Stored items:
PR #8671, opened 2026-05-21
Fix a few issues on the changelog UI page

Eijebong:
See individual commits. Basically fixes a bunch of warnings thrown by react/MUI because of bad usage of APIs, missing IDs. Fixed 2 biome a11y lints and fixed the filters to properly reflect what the filters are in the URL and to update when clicking on a version number in the changelog.


lotas (approved):
Awesome, thanks

PR #8678, opened 2026-05-22
Remove dead Image module in documentation

Eijebong:
This was never actually used. It got introduced as a copy of `imageFactory` in f2aa9af2b11865592e6806a3deaff83ca5736076 where it was already unused. Then 6b8a86f4eae2db1c696f8af13aabd104b19c2278 removed the image factory entirely because it wasn't working, didn't use `Image` and left the file behind.


Eijebong:
Oh, it's imported directly from mdx files, which I didn't grep. Whoops

PR #8679, opened 2026-05-22
Remove our `yarn minify` handrolled lockfile minifier

Eijebong:
This has been broken for a few years already (since 163794b682daaf8ff522b6511cc48ac6f3282b4b). It was using `yarn-minify` which only shrinks yarn v1 lockfiles.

Description of the task:
Exactly as given, set down all of the lines above.

Solution to this exercise:
PR #8671, opened 2026-05-21
Fix a few issues on the changelog UI page

Eijebong:
See individual commits. Basically fixes a bunch of warnings thrown by react/MUI because of bad usage of APIs, missing IDs. Fixed 2 biome a11y lints and fixed the filters to properly reflect what the filters are in the URL and to update when clicking on a version number in the changelog.


lotas (approved):
Awesome, thanks

PR #8678, opened 2026-05-22
Remove dead Image module in documentation

Eijebong:
This was never actually used. It got introduced as a copy of `imageFactory` in f2aa9af2b11865592e6806a3deaff83ca5736076 where it was already unused. Then 6b8a86f4eae2db1c696f8af13aabd104b19c2278 removed the image factory entirely because it wasn't working, didn't use `Image` and left the file behind.


Eijebong:
Oh, it's imported directly from mdx files, which I didn't grep. Whoops

PR #8679, opened 2026-05-22
Remove our `yarn minify` handrolled lockfile minifier

Eijebong:
This has been broken for a few years already (since 163794b682daaf8ff522b6511cc48ac6f3282b4b). It was using `yarn-minify` which only shrinks yarn v1 lockfiles.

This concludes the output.